Facebook's data team proved once again today that when you analyze a large set of anonymous user data from the world's biggest social network, you can learn some very interesting things about the state of humanity.
In a blog post titled What's on your mind?, the company disclosed the results of its text analysis of 1 million anonymized messages. Among the findings: Young people swear more than older people and older people talk about other people more than just themselves. Popular people are more likely to talk about other people, TV and movies, to swear and use religious words. Less popular people are more likely to talk about work, sleeping, eating and thinking. These are but a few of the many observations made by the in-house data team. The biggest question about the data remains unanswered, though: what could a world of independent researchers discover in this data?
Above: Facebook found that the words on top of the left chart appeared more in profiles from older people, on the right, from more popular people. The company's blog post contains 5 more graphs concerning other word correlations.
For Facebook to make bulk, anonymized data available to independent researchers has long been a hope of mine and I've argued about how important an opportunity this is all the way up to Mark Zuckerberg himself.
My favorite example of how data like this can be important is from history. When U.S. census data and bank home loan data were both made available for computer analysis and cross referencing for the first time, independent researchers unearthed a pattern of discrimination against African American families seeking to buy homes in big sections of major U.S. cities. This practice was called Real Estate Redlining and it was exposed thanks to aggregate data analysis. I am of the belief that social injustices of comparable significance, as well as opportunities for significant economic development, could be discovered in the patterns hidden across millions of Facebook status updates, friend connections, Likes and more.
Oliver Chiang, at Forbes, agreed with my argument in an article this month: "But really, what Facebook should do... is open up its data for research. Because they don't, we get highly sanitized findings (like these top trends, or the finding that being active on Facebook leads to increased happiness), and even, reportedly, a black market for Facebook data. The company collects the thoughts, images and content of more than half a billion users - that data could be used for good."
Slate.com's Michael Agger wrote last month in an article discussing the opportunities latent in Facebook's data, "It would be helpful for transportation planners to know the places where people complain the most about traffic. Educators could see the data and sentiment analysis around how a community feels about its local schools."
Bernardo Huberman, a social technology researcher at HP Labs who was able to gain access to bulk Facebook data years ago, before the site was as large, controversial and armed with lawyers as it is today, is both understanding and hopeful.

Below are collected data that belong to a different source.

PR #285, opened 2015-04-24
Added Binary repositories section for bintray

adriens:
Added bintray

### DIFF
--- a/README.md
+++ b/README.md
@@ -346,7 +346,7 @@ Table of Contents
    
 ## Binary repositories
 
-   * https://bintray.com/ - binary repository system (maven, .deb and .rpm). Repo can be registered for each system, making updates easier.
+   * https://bintray.com/ - binary repository system (maven, .deb and .rpm ... and even docker). Repo can be registered for each system, making updates easier.
    
 
 ## IDE and Code Editing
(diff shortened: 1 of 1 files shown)


shakna-israel:
* You didn't add ```Binary Repositories``` to the TOC
* Isn't this more ```Package Distribution```?

ripienaar:
It does probably need a category yes but I am not keen on adding single entry cats - going to merge the ones there are now

So maybe add 1 or 2 of the other free for oss ones at the same time?

adriens:
"It does probably need a category" > Yes, that's exactly what i thought
"but I am not keen on adding single entry cats" > totally agree with you, but i didn't really know where to put it, there is a Package Distribution that seems appropriated while bintray does not compile package, just store them, but in my opinion, if it had to be stored somewhere it would rather be Package distribution. Yes, sorry, i did not add it to the TOC

adriens:
New PR created to put bintray in Package Build Systems  section.

ripienaar:
hmm, might be losing it but I am not seeing another PR? can you link to it?

adriens:
Yep, sorry : here is the one i'm talking about : 

https://github.com/adriens/free-for-dev/commit/87ed6a0fe28fe025f620db894983b73a46b3090e

ripienaar:
as commented there, you need to make a PR if you want me to merge it.  The text is also a bit on the long side.  Going to close this one waiting for the new PR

"This data is amazingly important from a commercial point of view," Huberman told me in a telephone interview last week.
"But [Zuckerberg], he's not a researcher, he's just a businessman. I have a feeling that Twitter's situation is roughly the same; all this research stuff and so on is gravy. [In recent years] I've had very little traction in terms of getting access to their data. They are busy with other things, with keeping their business viable.
"They have a different view of it. Perhaps in a few years, Zuckerburg will relax and say 'I want to be the kind of public figure that wants to release data'....but right now I don't think that will motivate these people."
I hope that's not correct. I hope that every time the Facebook Data Team performs another batch of analysis on anonymized, bulk Facebook data and gives us an opportunity to look into our own souls - the potential that lies untapped in that data will be taken all the more seriously. That potential will never be realized if analysis of it is limited to the eyes, minds, interests, skills and perspectives of the company's own researchers.